Дэрил неохотно оторвался от меня, напоследок медленно оттянув нижнюю губу и оставив на ней символический укус. Его поцелуи спустились ниже, на шею, рассыпались короткими ожогами, рассылающими волны мурашек по телу. Я выдохнула и еле слышно застонала, давая ему понять, что мне все нравится.

Я пришла сюда, чтобы лечь с ним в постель. Мы для этого и встретились. У меня есть второй и, думаю, последний шанс, чтобы потом не жалеть о несделанном. О том, что струсила.

На коже выступила холодная испарина, в животе скрутился тяжелый узел. Теперь я понимала, о чем пела Мадонна в «Like a virgin» — «словно девственница» — это вот так. Вот так страшно, вот так волнующе, вот так уязвимо.

Дрожащими пальцами я потянула футболку Дэрила из-под ремня. Он поднял руки, на несколько секунд выпустив меня из объятий, позволил ее снять. Четкие черные татуировки на его груди, казалось, жили своей жизнью — плыли корабли в штормовом море, водил хелицерами скорпион, извивались изломанные линии.

Если быстро раздеться, пути назад уже не будет.

Завертит, затянет, окунет в волну с головой.

Дэрил положил руки на тяжелую пряжку на своем ремне, она звякнула, раскрываясь, и у меня внутри все сжалось от этого звука.

Сейчас!

Он отвлекся на то, чтобы снова скользнуть языком между моих губ, запустил пальцы в волосы, руша тщательно уложенные локоны, склонился, чтобы было удобнее целовать и вдруг…

Остановился.

Отстранился.

Нахмурился.

Провел пальцами по моему лицу, вгляделся в зрачки.

— Послушай… — он набрал воздуха и медленно выпустил его, восстанавливая дыхание. — Ты же не хочешь?

— Что?.. — не поняла я.

— Ты не хочешь.

Он отошел, подхватил со стола открытую бутылку с водой, сделал несколько глотков и в одно движение натянул свою футболку обратно. Застегнул ремень.

— Почему?.. — совсем растерялась я.

— Не знаю, — он подошел ко мне, поймал мои руки, которыми я опять потянулась к футболке и очень мягко сказал: — Лили, я же вижу. Ты на самом деле не хочешь секса со мной.

Москва, холл гостиницы

Я растерянно моргала, не понимая, что происходит.
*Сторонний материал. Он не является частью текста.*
PR #2649, opened 2021-09-30
[SW-2619] Make Maximum Size of Requests and Responses on Flow UI Proxy Configurable

mn-mikke:
This PR makes the limits configurable and also changes the default maximum request size from 4kB to 32 kB and the default maximum request size from 16kB to 32 kB. This change fixes Flow UI accessibility  on Databricks Azure cluster when `spark.databricks.passthrough.enabled` is set to `true`.

### DIFF
--- a/core/src/main/scala/ai/h2o/sparkling/backend/SharedBackendConf.scala
+++ b/core/src/main/scala/ai/h2o/sparkling/backend/SharedBackendConf.scala
@@ -277,9 +277,9 @@ trait SharedBackendConf extends SharedBackendConfExtensions {
     setFlowExtraHttpHeaders(stringRepresentation)
   }
 
-  def setFlowProxyRequestMaxSize(value : Int): H2OConf = set(PROP_FLOW_PROXY_REQUEST_MAX_SIZE._1, value.toString)
+  def setFlowProxyRequestMaxSize(value: Int): H2OConf = set(PROP_FLOW_PROXY_REQUEST_MAX_SIZE._1, value.toString)
 
-  def setFlowProxyResponseMaxSize(value : Int): H2OConf = set(PROP_FLOW_PROXY_RESPONSE_MAX_SIZE._1, value.toString)
+  def setFlowProxyResponseMaxSize(value: Int): H2OConf = set(PROP_FLOW_PROXY_RESPONSE_MAX_SIZE._1, value.toString)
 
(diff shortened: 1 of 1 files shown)


core/src/main/scala/water/webserver/jetty9/SparklingWaterJettyHelper.scala
```diff
@@ -60,8 +60,10 @@ class SparklingWaterJettyHelper(hc: H2OContext, conf: H2OConf, h2oHttpView: H2OH
     handler.addServletMapping(m)
     val ipPort = conf.h2oCluster.get
     holder.setInitParameter("proxyTo", s"${conf.getScheme()}://$ipPort${conf.contextPath.getOrElse("")}")
-    holder.setInitParameter("idleTimeout", s"${conf.restApiTimeout}")
-    holder.setInitParameter("timeout", s"${conf.restApiTimeout}")
+    holder.setInitParameter("idleTimeout", conf.restApiTimeout.toString)
+    holder.setInitParameter("timeout", conf.restApiTimeout.toString)
+    holder.setInitParameter("requestBufferSize", conf.flowProxyRequestMaxSize().toString)
+    holder.setInitParameter("responseBufferSize", conf.flowProxyRequestMaxSize().toString)
```
michalkurka, line 66: looks like a typo? should be responseMaxSize?

michalkurka:
What about the head max size? In H2O we do this


    connector.setRequestHeaderSize(getSysPropInt(proto+".requestHeaderSize", 32*1024));
    connector.setRequestBufferSize(getSysPropInt(proto+".requestBufferSize", 32*1024));
    connector.setResponseHeaderSize(getSysPropInt(proto+".responseHeaderSize", connector.getResponseHeaderSize()));
    connector.setResponseBufferSize(getSysPropInt(proto+".responseBufferSize", connector.getResponseBufferSize()));

core/src/main/scala/water/webserver/jetty9/SparklingWaterJettyHelper.scala
mn-mikke: Good catch, thanks!

mn-mikke:
@michalkurka Changed the default values to 32kB, thanks!

koniecsveta (approved):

— Как это не хочу?! Я же тут, я целую тебя, я хочу!

Сделала шаг, снова потянулась к нему, и он не устоял, ответил горячо и сладко, но тут же с усилием отстранился.
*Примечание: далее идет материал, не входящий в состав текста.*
PR #2650, opened 2021-10-01
[SW-2620] Improve Zip Archive Check in Pysparkling Initializer

mn-mikke:
The pysparkling package is published as a zip archive on S3 which can be deployed to a spark cluster via `--py-files`. The pysparkling package can be also installed as pypi or conda package, which leads to extracted package on the file system.

The `Initializer` has to identify the case when source files are in the zip archive and when not. The original version did that via presence of `.zip` string in the absolute of a source file. This might lead to wrong decisions when a conda environment path contains a folder with `.zip` in its name.

This change was tested manually.:
- Run pysparkling shell that utilizes the zip archive and started the h2o context.
- Built an egg file, create new conda env, installed the egg file, start spark cluster and started h2o context


py-scoring/src/ai/h2o/sparkling/Initializer.py
```diff
@@ -203,12 +201,13 @@ def isRunningViaDBCConnect():
 
     @staticmethod
     def getVersion():
-        here = path.abspath(path.dirname(__file__))
-        if '.zip' in here:
-            with zipfile.ZipFile(here[:-len("ai/h2o/sparkling/")], 'r') as archive:
-                version = archive.read('ai/h2o/sparkling/version.txt').decode('utf-8').strip()
+        packagePath = Initializer.__get_pysparkling_package_path()
```
michalkurka, line 204: just curious: 

the way it is done now, ai.h2o.sparkling is a python module

could you instead do 

```
import ai.h2o.sparkling
versionFile = path.join(ai.h2o.sparkling.__path__, "version.txt")
...
```

?

mn-mikke: `ai.h2o.sparkling.__path__[0]` returns full path of the package:
```
/tmp/spark-60b8d4b0-6fdd-4d94-a6aa-e157d8220f8f/userFiles-9162dd06-0f93-4b7e-9b49-f376b3f2dbfe/h2o_pysparkling_2.2-3.36.0.1-1-2.2.zip/ai/h2o/sparkling
```

This could help me to replace `path.join(packagePath, versionFile)` in [the else branch](https://github.com/h2oai/sparkling-water/pull/2650/files#diff-11c71d1b42b3764d81a184c81a61175e2db363726e94067a9de9f28c4f069baeR210) with just `versionFile`, but i need to work with a relative path in [the if branch](https://github.com/h2oai/sparkling-water/pull/2650/files#diff-11c71d1b42b3764d81a184c81a61175e2db363726e94067a9de9f28c4f069baeR210).

koniecsveta (approved):

PR #2659, opened 2021-10-15
[SW-2628] Java serialization of H2OMOJOModel

mn-mikke:


scoring/src/main/scala/ai/h2o/sparkling/ml/models/H2OMOJOModel.scala
```diff
@@ -39,6 +39,7 @@ import org.apache.spark.expose.Logging
 import org.apache.spark.ml.Model
 import org.apache.spark.sql.catalyst.expressions.GenericRowWithSchema
 import org.apache.spark.sql.types._
+import ai.h2o.sparkling.utils.DataFrameSerializationWrappers._
```
kanech, line 42: Is the additional import needed here?

kanech (approved):
LGTM

scoring/src/main/scala/ai/h2o/sparkling/ml/models/H2OMOJOModel.scala
mn-mikke: yes, [here](https://github.com/h2oai/sparkling-water/pull/2659/files/c4b15fc10c7d22afbbb0d465a0d6a8dc8d0da71d#diff-5b64d0b9c48d4b1b735251846a288e0c159484ca06de444229c98853b3ba2723L200) for example. `$(crossValidationMetricsSummary)` returns `DataFrameSerializationWrapper` and imported implicit method `toDataFrame` will look after the conversion to `DataFrame`.

ml/src/test/scala/ai/h2o/sparkling/ml/models/H2OMOJOModelTestSuite.scala
```diff
@@ -34,6 +39,80 @@ class H2OMOJOModelTestSuite extends FunSuite with SharedH2OTestContext with Matc
...
+    val expectedCVScoringHistory = model.getCrossValidationModelsScoringHistory()
+    val expectedCrossValidationSummary = model.getCrossValidationMetricsSummary()
+
+    val crossValidationSummary = deserializedModel.getCrossValidationMetricsSummary()
+    val deserializedCVModels = deserializedModel.getCrossValidationModels()
+    val deserializedCVScoringHistory = deserializedModel.getCrossValidationModelsScoringHistory()
+    TestUtils.assertDataFramesAreIdentical(expectedCrossValidationSummary, crossValidationSummary)
+    assertDataframesOnMOJOModels(model, deserializedModel)
+    var i = 0
+    while (i < expectedCVModels.length) {
```
krasinski, line 108: `for (i <- expectedCVModels.indices)`
or
`for (i <- 0 until expectedCVModels.length)`

would be more "scala-ish"

krasinski (approved):
LGTM 👍 

btw. I'm wondering if it could be possible to use some custom data structure instead of dataframes in the future for params

ml/src/test/scala/ai/h2o/sparkling/ml/models/H2OMOJOModelTestSuite.scala
mn-mikke: Yeah, here it makes sense. The number of cv models is small. On a bigger collection I would prefer `while` loop because of the significant performance benefits.

mn-mikke:
>  I'm wondering if it could be possible to use some custom data structure instead of dataframes in the future for params.

DataFrames might be too big gun for such a small task. I went for data frames since binding for Python and R is for free and it's API is well defined and well-known.  I'm open to ideas for improvements, but we must be careful with breaking changes.

PR #2661, opened 2021-10-19
[SW-2632] Make H2OMOJOModel.load Independent on Scala Version

mn-mikke:
Scala 2.11 and 2.12 generates different `serializationVersionUID`. This could cause problems when moving H2OMOJOModel between different versions of Spark. This PR introduces  a new ObjectInputStream that ignores `serializationVersionUID`.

— Целуешь, но твои мысли о другом.

Я не понимала, почему распаленный мужчина — я же вижу, как оттопыриваются его джинсы! — отказывается. От женщины. Которая уже готова.

— Со мной что-то не так? Ты передумал?

— Господи, нет, — он рвано выдохнул, провел ладонью по моей спине и вымученно улыбнулся. — Хочу тебя до безумия. Но не хочу, чтобы ты шла в постель только потому, что хочу я.

— В смысле? А-а-а-а… — до меня наконец дошло. — Это все ваши западные заморочки с харрасментом? Хочешь, я на камеру скажу, что у нас все по взаимному согласию? Если боишься?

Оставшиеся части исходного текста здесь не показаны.